Throughout this journey, I have openly shared my experiences with others. It has been an amazing catharsis for me. So many people came forward with their own stories of miscarriage, infertility, and loss. I began to realize that I wasn't alone (even though sadness is the most isolating emotion on the planet). Which is why I feel compelled to document this experience. Whether you are a family member who has comforted me while I cried, a friend who has supported me in my grief, or an acquaintance who simply wants to decipher all those vague Facebook status updates, I want you to know what this is like for me. Not to gain your sympathy, but your understanding. I need you to understand why it's hard for me to be around pregnant women. Why I feel a knot in the pit of my stomach every time I see a newborn. Why I may congratulate you on your good news but still feel sadness over what I've lost. I hope to convey this story with honesty and humor. I don't know how it will end. But I hope you will stick with me until the final chapter is written.

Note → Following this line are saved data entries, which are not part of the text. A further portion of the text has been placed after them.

Issue #2279, opened 2025-02-16
Patchy coverage for `clEnqueueCopyBufferRect`


kpet:
- No coverage of the case where the provided pitches are zero (see https://github.com/kpet/clvk/pull/753)
- This command is only tested by `test_bufferreadwriterect` which does not seem to cover all possible region dimensionalities either. We should review what coverage is needed and extend the test accordingly.

shajder:
@kpet @bashbaug  In my evaluation of test coverage for the `test_bufferreadwriterect` function, I'm assuming that by randomizing the argument values with equal probability, we're likely to cover all necessary scenarios for the function’s dimensional input. This covers all cases of memory allocation sizes, specifically within the limits of (1..`CL_DEVICE_MAX_MEM_ALLOC_SIZE`) for 3D regions. Please correct me if I am wrong but I can't spot any missing coverage for dimensionalities.

Testing every possible region dimension is unnecessarily exhaustive. Instead, we can focus on key scenarios, such as reducing randomization by selecting special cases. For example, testing could be structured as follows:

- line stretching along the X-axis: (1..maxX, 1, 1),
- plane extending over the X and Y axes: (1..maxX, 1..maxY, 1),
- full 3D volume: (1..maxX, 1..maxY, 1..maxZ), and so on.

Would that be the intended result ?

PR #2440, opened 2025-07-08
Added sub-case for basic test where the provided pitches are zero

shajder:
Related to #2279


test_conformance/basic/test_bufferreadwriterect.cpp
```diff
@@ -506,17 +538,18 @@ static int test_bufferreadwriterect_impl(cl_device_id device,
...
                 log_info("%zu Copy %zu offset (%zu,%zu,%zu) -> %zu offset "
                          "(%zu,%zu,%zu) region (%zux%zux%zu = %zu)\n",
                          iter, src, soffset[0], soffset[1], soffset[2], dst,
                          doffset[0], doffset[1], doffset[2], sregion[0],
                          sregion[1], sregion[2],
                          sregion[0] * sregion[1] * sregion[2]);
-                if ((err = test_functions.copy(src, soffset, sregion, dst,
-                                               doffset, dregion)))
+                if ((err = copy_region(src, soffset, sregion, dst, doffset,
+                                       dregion)))
```
bashbaug: I don't understand this part of the change.  Shouldn't this continue to call `test_functions.copy` instead of `copy_region` directly?

Why are extra `{curly braces}` needed?

test_conformance/basic/test_bufferreadwriterect.cpp
```diff
@@ -88,78 +88,110 @@ void print_buffer(BufferType* buf, size_t w, size_t h, size_t d) {
...
 
-
-
 // This function invokes the CopyBufferRect CL command and then mirrors the operation on the host side verify buffers.
-int copy_region(size_t src, size_t soffset[3], size_t sregion[3], size_t dst, size_t doffset[3], size_t dregion[3]) {
-
+int copy_region(size_t src, size_t soffset[3], size_t sregion[3], size_t dst,
+                size_t doffset[3], size_t dregion[3])
+{
+    bool comp_pitch = (genrand_int32(mt) % 2) != 0 ? true : false;
```
bashbaug: Nitpick: I don't know what `comp_pitch` is supposed to mean.  Could we spell "comp" out completely to add clarity?

Additionally, with this changes we either always seem to compute all four pitches, or we pass zero for all four pitches.  Should we test different combinations of zero and non-zero pitches?

bashbaug (commented):
This adds additional coverage for `clEnqueueCopyBufferRect`.

Should we add additional coverage for `clEnqueueReadBufferRect` and `clEnqueueWriteBufferRect` also?  If this is something we want, it's fine to add it in a separate PR.

test_conformance/basic/test_bufferreadwriterect.cpp
shajder: Corrected

test_conformance/basic/test_bufferreadwriterect.cpp
shajder: Corrected

test_conformance/basic/test_bufferreadwriterect.cpp
```diff
@@ -88,78 +88,118 @@ void print_buffer(BufferType* buf, size_t w, size_t h, size_t d) {
...
+                 src_row_pitch, src_slice_pitch, dst_row_pitch, dst_slice_pitch,
+                 0, NULL, NULL))
             != CL_SUCCESS)
         {
-            CL_EXIT_ERROR(err, "clEnqueueCopyBufferRect failed between %u and %u",(unsigned)src,(unsigned)dst);
+            CL_EXIT_ERROR(err,
+                          "clEnqueueCopyBufferRect failed between %u and %u",
+                          (unsigned)src, (unsigned)dst);
         }
     }
```
joselopeqti, line 212: The calculation for `spitch`, `sslice`, `dpitch` and `dslice` in lines 209 to 213 has to be changed as well. The specs says:

>  If src_row_pitch is 0, src_row_pitch is computed as region[0].
>  If src_slice_pitch is 0, src_slice_pitch is computed as region[1] × src_row_pitch.
>  If dst_row_pitch is 0, dst_row_pitch is computed as region[0].
>  If dst_slice_pitch is 0, dst_slice_pitch is computed as region[1] × dst_row_pitch.

So when the row or slice pitches are 0, the region values should be used.

```suggestion
    size_t spitch = (src_row_pitch == 0) ? sregion[0] : src_row_pitch;
    size_t sslice = (src_slice_pitch == 0) ? sregion[1] * spitch : src_slice_pitch;    
    size_t dpitch = (dst_row_pitch == 0) ? dregion[0] : dst_row_pitch;
    size_t dslice = (dst_slice_pitch == 0) ? dregion[1] * dpitch : dst_slice_pitch;
```

joselopeqti (changes requested):

test_conformance/basic/test_bufferreadwriterect.cpp
shajder: FYI: @bashbaug @kpet 

> So when the row or slice pitches are 0, the region values should be used.

To me this sounds like a specification issue. If anything other than the actual source/destination buffer `width`/`height` is used for the row/slice pitches, we will no longer be copying a rectangular (or cubic) region. Instead, the copy will become skewed because each row will start at an incorrect offset. Am I missing something ?

shajder: @joselopeqti I've applied your correction with a minor caveat:

>    size_t dpitch = (dst_row_pitch == 0) ? **sregion**[0] : dst_row_pitch;
>    size_t dslice =
>        (dst_slice_pitch == 0) ? **sregion**[1] * dpitch : dst_slice_pitch;

shajder:
> Marcin will file a spec issue to track resolution.

@bashbaug  after double-checking the spec and the test, I've applied @joselopeqti's corrections. I believe the fallback of pitches to `region[N]`-related values when equal to zero may indeed be confusing for developers following the logic of our CTS test. On the other hand, a parameters of `clCreateBuffer` has no width, height, or depth - these are only conventional values in our test. In that sense, the fallback could legitimately be many things, and for `clEnqueueCopyBufferRect` the most reasonable choice is `region[N]`. I think we should leave it as is, without the issue.

test_conformance/basic/test_bufferreadwriterect.cpp
```diff
@@ -48,20 +52,19 @@ size_t height [TotalImages];
 size_t depth  [TotalImages];
 
 // cl buffer and host buffer.
-cl_mem buffer [TotalImages];
-BufferType* verify[TotalImages];
-BufferType* backing[TotalImages];
+clMemWrapper buffer[TotalImages];
```
joselopeqti: @shajder could you move the buffer array to the function scope?

shajder: > @shajder could you move the buffer array to the function scope?

@joselopeqti sure can do, how about moving it all to struct ? Seems a bit less invasive (no need to change functions definitions).

joselopeqti: I'm not sure about the struct, maybe keeping a pointer to the clMemWrappers in the namespace but declare them in the function scope?

shajder: Corrected

joselopeqti (approved):

test_conformance/basic/test_bufferreadwriterect.cpp
joselopeqti: Thanks!

bashbaug:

Today was my appointment for a baseline ultrasound and blood work. This basically involves me, an IVF nurse, and what I once heard described as the "dildo cam." The purpose is to measure my uterus and ovaries on day 2 of my cycle, so they can monitor everything as my cycle progresses and transfer day approaches. Take my word for it -- there's not much you want to do on day 2 of your cycle, but having a date with the dildo cam is pretty much at the VERY bottom of your list. Nevertheless, everything was normal and I was given a basic outline of how this "cryo-cycle" will unfold. On day 21, I will return to Abington for another blood test to determine whether or not I've ovulated. If so, I will start on Lupron injections and Estradiol supplements. More ultrasound monitoring will follow, and the embryo transfer is tentatively scheduled for December 2nd. Happy Hanukkah to me!

I feel cautiously optimistic, which is all I can be right now. I look into the eyes of my amazing, perfect 3-year-old, and I find comfort knowing that I made him. He is healthy. He is wonderful. And he grew inside of ME. Daniel is a shining example of the GOOD in my life. He is my constant reminder that things haven't always ended badly for me.

Thank you for reading this. Now let's get this show on the road.